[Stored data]
------------------------------------------------------------

PR #401, opened 2020-05-01
Add bool/exists display prop for customizations

Akrion:
- Adds `display`support to the bool and exists types for customizing the labels
- Adds support for the `either` option (which is value `null` and returns all records)
- Adds stories for both types customization options

Related to https://github.com/smartprocure/spark/issues/5469

### DIFF
--- a/src/exampleTypes/Bool.js
+++ b/src/exampleTypes/Bool.js
@@ -1,36 +1,4 @@
 import React from 'react'
-import _ from 'lodash/fp'
-import { contexturify } from '../utils/hoc'
+import BooleanType from '../purgatory/BooleanType'
 
-let getValue = (value, either) => _.isBoolean(value)
-  ? value
-  : either ? null : false
-
-let Bool = ({
-  tree,
-  node,
-  display = () => ['Yes', 'No', 'Either'],
-  theme: { RadioList }
-}) => {
-  let [yes, no, either] = display()
-  return (
-    <div className="contexture-bool">
-      <RadioList
-        value={getValue(node.value, either)}
-        onChange={value => {
-          tree.mutate(node.path, {
-            value: getValue(value, either)
-          })
-        }}
-        options={[
-          { label: yes, value: true }, 
-          { label: no, value: false }, 
-          ...(either ? [{ label: either, value: null}] : [])
-        ]}
-      />
-    </div>
-
-  )
-}
-
-export default contexturify(Bool)
+export default ({...props }) => <BooleanType {...props} />
--- a/src/exampleTypes/Bool.js
+++ b/src/exampleTypes/Bool.js
@@ -1,5 +1,4 @@
 import React from 'react'
-import F from 'futil'
 import _ from 'lodash/fp'
 import { contexturify } from '../utils/hoc'
 
@@ -30,6 +29,7 @@ let Bool = ({
         ]}
       />
     </div>
+
   )
 }
 
--- a/src/exampleTypes/Bool.js
+++ b/src/exampleTypes/Bool.js
@@ -1,22 +1,33 @@
 import React from 'react'
 import F from 'futil'
+import _ from 'lodash/fp'
 import { contexturify } from '../utils/hoc'
+
+let getValue = (value, either) => _.isBoolean(value)
+  ? value
+  : either ? null : false
 
 let Bool = ({
   tree,
   node,
-  display = (options=['yes', 'no']) => options,
+  display = () => ['Yes', 'No', 'Either'],
   theme: { RadioList }
 }) => {
-  let options = display()
+  let [yes, no, either] = display()
   return (
     <div className="contexture-bool">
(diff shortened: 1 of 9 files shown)


decrapifier:
<table>
  <thead>
    <tr>
      <th width="50"></th>
    </tr>
  </thead>
  <tbody><tr>
      <td>:warning:</td>
    </tr>
  </tbody>
</table>


<table>
  <thead>
    <tr>
      <th width="50"></th>
    </tr>
  </thead>
  <tbody><tr>
      <td>:book:</td>
    </tr>
  
<tr>
      <td>:book:</td>
    </tr>
  </tbody>
</table>


Take a look at this commit to see what happened in detail: fb329ba8116226ab7dada2ec00c4b809b1880ffa


<p align="right">
  Generated by :no_entry_sign: <a href="https://danger.systems/js">dangerJS</a> against f61d4a9c20ec4228529c16493d2c36338ab4715f
</p>

src/exampleTypes/Exists.js
```diff
@@ -2,14 +2,14 @@ import React from 'react'
 import F from 'futil'
 import { contexturify } from '../utils/hoc'
 
-let Exists = ({ tree, node, theme: { RadioList } }) => (
+let Exists = ({ tree, node, options=['exists', 'doesNotExist'], theme: { RadioList } }) => (
```
Akrion: This is basically the same component as bool. Wonder if it makes sense to extract the common stuff to one component and use it in both ... I did not do it since I can not imagine that was not discussed before ect.

src/exampleTypes/Bool.js
```diff
@@ -1,17 +1,34 @@
...
-    />
-  </div>
-)
+let getValue = (value, either) =>
+  _.isBoolean(value) ? value : either ? null : false
+
+let Bool = ({
+  tree,
+  node,
+  display = () => ['Yes', 'No', 'Either'],
```
stellarhoof, line 11: Shouldn't this be yes/no/none/both?

src/exampleTypes/Bool.js
```diff
@@ -1,17 +1,34 @@
...
-      value={node.value ? 'yes' : 'no'}
-      onChange={value => {
-        tree.mutate(node.path, { value: value === 'yes' })
-      }}
-      options={F.autoLabelOptions(['yes', 'no'])}
-    />
-  </div>
-)
+let getValue = (value, either) =>
+  _.isBoolean(value) ? value : either ? null : false
```
daedalus28, line 6: This might be simpler with a single check instead of a nested ternary:

```js
let getValue = (value, either) => (_.isNil(value) && either)  ? null : !!value
```

The main implementation difference is that this new version will continue to treat truthy values as `true`, whereas the one in the PR here would treat something like `5` as `false`

src/exampleTypes/Bool.js
daedalus28, line 11: this API is different from `facet` - let's have them match and have display be a function that takes the value and returns label

```js
value => _.isNil(value) ? 'Either' : value ? 'Yes' : 'No'
```

You're welcome to export a utility that takes an array:

```js
let generateBoolDisplay: ([yes, no, either]) => value => _.isNil(value) ? either : value ? yes : no
```

But the actual API should follow the convention we have in `facet` and results table of display being a function that takes a value and returns a label. With that said, the issue with relying on array order is that there is no obvious ordering - you'd have to look it up in the docs either way, where as a `value ->label` function follows the convention and doesn't require you to remember an arbitrary order (even if it's more verbose)

src/exampleTypes/Bool.js
daedalus28: Also, it might make sense to curry and flip this, so `either` comes first, but that's up to you since this is an internal util

src/exampleTypes/Exists.js
```diff
@@ -1,17 +1,34 @@
...
-        tree.mutate(node.path, { value: value === 'exists' })
-      }}
-      options={F.autoLabelOptions(['exists', 'doesNotExist'])}
-    />
-  </div>
-)
+let getValue = (value, either) =>
+  _.isBoolean(value) ? value : either ? null : false
+
+let Exists = ({
```
daedalus28, line 8: yeah, you're right - this is line for line identitical with bool, except the className and default display. We should definitely factor this out

Akrion:
Changes made

src/exampleTypes/Bool.js
```diff
@@ -1,17 +1,34 @@
...
+let Bool = ({
+  tree,
+  node,
+  display = () => ['Yes', 'No', 'Either'],
+  theme: { RadioList },
+}) => {
+  let [yes, no, either] = display()
+  return (
+    <div className="contexture-bool">
+      <RadioList
```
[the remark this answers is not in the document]
daedalus28: they are all mutually exclusive options, so a radio list makes sense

------------------------------------------------------------

**INSTRUCTIONS FOR THE TASK**
Give a word-for-word copy of the records.

**RESPONSE TO THE TASK**
PR #401, opened 2020-05-01
Add bool/exists display prop for customizations

Akrion:
- Adds `display`support to the bool and exists types for customizing the labels
- Adds support for the `either` option (which is value `null` and returns all records)
- Adds stories for both types customization options

Related to https://github.com/smartprocure/spark/issues/5469

### DIFF
--- a/src/exampleTypes/Bool.js
+++ b/src/exampleTypes/Bool.js
@@ -1,36 +1,4 @@
 import React from 'react'
-import _ from 'lodash/fp'
-import { contexturify } from '../utils/hoc'
+import BooleanType from '../purgatory/BooleanType'
 
-let getValue = (value, either) => _.isBoolean(value)
-  ? value
-  : either ? null : false
-
-let Bool = ({
-  tree,
-  node,
-  display = () => ['Yes', 'No', 'Either'],
-  theme: { RadioList }
-}) => {
-  let [yes, no, either] = display()
-  return (
-    <div className="contexture-bool">
-      <RadioList
-        value={getValue(node.value, either)}
-        onChange={value => {
-          tree.mutate(node.path, {
-            value: getValue(value, either)
-          })
-        }}
-        options={[
-          { label: yes, value: true }, 
-          { label: no, value: false }, 
-          ...(either ? [{ label: either, value: null}] : [])
-        ]}
-      />
-    </div>
-
-  )
-}
-
-export default contexturify(Bool)
+export default ({...props }) => <BooleanType {...props} />
--- a/src/exampleTypes/Bool.js
+++ b/src/exampleTypes/Bool.js
@@ -1,5 +1,4 @@
 import React from 'react'
-import F from 'futil'
 import _ from 'lodash/fp'
 import { contexturify } from '../utils/hoc'
 
@@ -30,6 +29,7 @@ let Bool = ({
         ]}
       />
     </div>
+
   )
 }
 
--- a/src/exampleTypes/Bool.js
+++ b/src/exampleTypes/Bool.js
@@ -1,22 +1,33 @@
 import React from 'react'
 import F from 'futil'
+import _ from 'lodash/fp'
 import { contexturify } from '../utils/hoc'
+
+let getValue = (value, either) => _.isBoolean(value)
+  ? value
+  : either ? null : false
 
 let Bool = ({
   tree,
   node,
-  display = (options=['yes', 'no']) => options,
+  display = () => ['Yes', 'No', 'Either'],
   theme: { RadioList }
 }) => {
-  let options = display()
+  let [yes, no, either] = display()
   return (
     <div className="contexture-bool">
(diff shortened: 1 of 9 files shown)


decrapifier:
<table>
  <thead>
    <tr>
      <th width="50"></th>
    </tr>
  </thead>
  <tbody><tr>
      <td>:warning:</td>
    </tr>
  </tbody>
</table>


<table>
  <thead>
    <tr>
      <th width="50"></th>
    </tr>
  </thead>
  <tbody><tr>
      <td>:book:</td>
    </tr>
  
<tr>
      <td>:book:</td>
    </tr>
  </tbody>
</table>


Take a look at this commit to see what happened in detail: fb329ba8116226ab7dada2ec00c4b809b1880ffa


<p align="right">
  Generated by :no_entry_sign: <a href="https://danger.systems/js">dangerJS</a> against f61d4a9c20ec4228529c16493d2c36338ab4715f
</p>

src/exampleTypes/Exists.js
```diff
@@ -2,14 +2,14 @@ import React from 'react'
 import F from 'futil'
 import { contexturify } from '../utils/hoc'
 
-let Exists = ({ tree, node, theme: { RadioList } }) => (
+let Exists = ({ tree, node, options=['exists', 'doesNotExist'], theme: { RadioList } }) => (
```
Akrion: This is basically the same component as bool. Wonder if it makes sense to extract the common stuff to one component and use it in both ... I did not do it since I can not imagine that was not discussed before ect.

src/exampleTypes/Bool.js
```diff
@@ -1,17 +1,34 @@
...
-    />
-  </div>
-)
+let getValue = (value, either) =>
+  _.isBoolean(value) ? value : either ? null : false
+
+let Bool = ({
+  tree,
+  node,
+  display = () => ['Yes', 'No', 'Either'],
```
stellarhoof, line 11: Shouldn't this be yes/no/none/both?

src/exampleTypes/Bool.js
```diff
@@ -1,17 +1,34 @@
...
-      value={node.value ? 'yes' : 'no'}
-      onChange={value => {
-        tree.mutate(node.path, { value: value === 'yes' })
-      }}
-      options={F.autoLabelOptions(['yes', 'no'])}
-    />
-  </div>
-)
+let getValue = (value, either) =>
+  _.isBoolean(value) ? value : either ? null : false
```
daedalus28, line 6: This might be simpler with a single check instead of a nested ternary:

```js
let getValue = (value, either) => (_.isNil(value) && either)  ? null : !!value
```

The main implementation difference is that this new version will continue to treat truthy values as `true`, whereas the one in the PR here would treat something like `5` as `false`

src/exampleTypes/Bool.js
daedalus28, line 11: this API is different from `facet` - let's have them match and have display be a function that takes the value and returns label

```js
value => _.isNil(value) ? 'Either' : value ? 'Yes' : 'No'
```

You're welcome to export a utility that takes an array:

```js
let generateBoolDisplay: ([yes, no, either]) => value => _.isNil(value) ? either : value ? yes : no
```

But the actual API should follow the convention we have in `facet` and results table of display being a function that takes a value and returns a label. With that said, the issue with relying on array order is that there is no obvious ordering - you'd have to look it up in the docs either way, where as a `value ->label` function follows the convention and doesn't require you to remember an arbitrary order (even if it's more verbose)

src/exampleTypes/Bool.js
daedalus28: Also, it might make sense to curry and flip this, so `either` comes first, but that's up to you since this is an internal util

src/exampleTypes/Exists.js
```diff
@@ -1,17 +1,34 @@
...
-        tree.mutate(node.path, { value: value === 'exists' })
-      }}
-      options={F.autoLabelOptions(['exists', 'doesNotExist'])}
-    />
-  </div>
-)
+let getValue = (value, either) =>
+  _.isBoolean(value) ? value : either ? null : false
+
+let Exists = ({
```
daedalus28, line 8: yeah, you're right - this is line for line identitical with bool, except the className and default display. We should definitely factor this out

Akrion:
Changes made

src/exampleTypes/Bool.js
```diff
@@ -1,17 +1,34 @@
...
+let Bool = ({
+  tree,
+  node,
+  display = () => ['Yes', 'No', 'Either'],
+  theme: { RadioList },
+}) => {
+  let [yes, no, either] = display()
+  return (
+    <div className="contexture-bool">
+      <RadioList
```
[the remark this answers is not in the document]
daedalus28: they are all mutually exclusive options, so a radio list makes sense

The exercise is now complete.